Sunday, February 28, 2016

I

I hate my life
My dependency
My lust
My love
My ignorant self being
I hate who I am.
I hate this pain
Someone help me. Anyone please  But I'll say no or that I'm ok because I just need her love, her dependency. I need her

Monday, February 1, 2016

...

No one is going to see this, no one cares enough. I'm sick of it all. Fuck everything. Fuck the good fuck the bad. It's not just one if those days. Shit can't be this bad for this long. It's exhausting, no one gets it that there's a reason I don't wake up in the mornings, what's the point. Half the time I wake up to nothing new and everything sill eating away at me. I wake up every morning hoping it's the last one, regretting I didn't die in my sleep. I don't want to cause any more pain to anyone. Fuck everything, prove to me, there's a God, prove there's a reason to my pitiful life

Tuesday, January 12, 2016

White elephant

Boo radely, I am not sure what to give you that you don't already have, so here's my advice.
Tyson, you've had a great year in sports. Everyone was watching the team and everyone is proud of you and the team. But what they don't see is the time, sacrifice, and effort that goes into the training on and off the field. Remember what you've learned and what you've experienced in sports. It has made you a hard worker with determination and diligence. You've been a great friend to those in need, please do not stop smiling how you do.
Tyson you're a great kid and I know you'll go far
If you continue to work with the same effort as you did in football.
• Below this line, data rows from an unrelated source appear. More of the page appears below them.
PR #17126, opened 2015-09-02
Shoebox side of org messaging, part 1, only for me

andrewconner:
@stkem Need to check performance of this, so only for me.

### DIFF
--- a/kifi-backend/modules/common/app/com/keepit/common/concurrent/WatchableExecutionContext.scala
+++ b/kifi-backend/modules/common/app/com/keepit/common/concurrent/WatchableExecutionContext.scala
@@ -21,9 +21,9 @@ class WatchableExecutionContext(mode: Mode.Mode) extends ScalaExecutionContext {
   private[this] val lock = new Object()
   @volatile private[this] var addedAnything = false
   @volatile private[this] var counter: Int = 0
-  @volatile private[this] var maxExeutionCount: Int = 0
+  @volatile private[this] var maxExecutionCount: Int = 0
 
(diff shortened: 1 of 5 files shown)


kifi-backend/modules/common/app/com/keepit/common/concurrent/WatchableExecutionContext.scala
```diff
@@ -31,18 +31,18 @@ class WatchableExecutionContext(mode: Mode.Mode) extends ScalaExecutionContext {
...
-      maxExeutionCount += 1
+      maxExecutionCount += 1
       addedAnything = true
       val wrapper = new Runnable {
         override def run(): Unit = try {
           runnable.run()
           lock.synchronized {
+            if (counter <= 1) lock.notifyAll()
             counter -= 1
-            if (counter < 0) throw new Exception(s"Counter should never be less then zero")
```
stkem, line 41: Why remove this? Seems like a good integrity check.

stkem:
:+1:

kifi-backend/modules/common/app/com/keepit/common/concurrent/WatchableExecutionContext.scala
andrewconner, line 41: Was talking with Eishay about this class; it actually was broken before (`kill` returned the wrong thing). Written as it is in this PR, it's not really possible to get off counting (`counter` is handled last in the normal clause, first in the catch), but even if it could, it's for testing only, and you should never throw an exception inside an EC. (I also grepped a lot of logs to be sure, this hasn't happened on jenkins recently)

You're a winner in my heart go knights

Monday, January 11, 2016

Tristam

I remember the first moment I had my breath taken away by her.
I remember the first time she trusted me enough to be there for when she fell.
I remember the the one time she fell without me there to catch her.
I remember the first time I saw her in a dress, and the last time.
I remember the only time I cursed at her.
I remember the first time she held my hand.
I remember the rush I got by kissing her cheek.
I remember her eyes.
I remember our first adventure to the pond.
I remember the last time too.
I remember how I felt when our lips first met.
I remember every fight.
I remember every moment that I cried, every moment she did.

I hope she remembers too, because I won't forget every time that she said she loved me forever.

Black out

[He] went up in flames, he lost all the way,  in the past about everyday life

Thursday, January 7, 2016

Music

Music is in all things, the birds chirping, wind through the trees, a child's laugh and the echo of my thoughts in my head. Music can be grand like that of Beethovens or simple like the pluck of a guitar string. Music can inspire and music can enlighten. Music is an outlet and a endless journey. Songs may be similar, but never identical, as are we.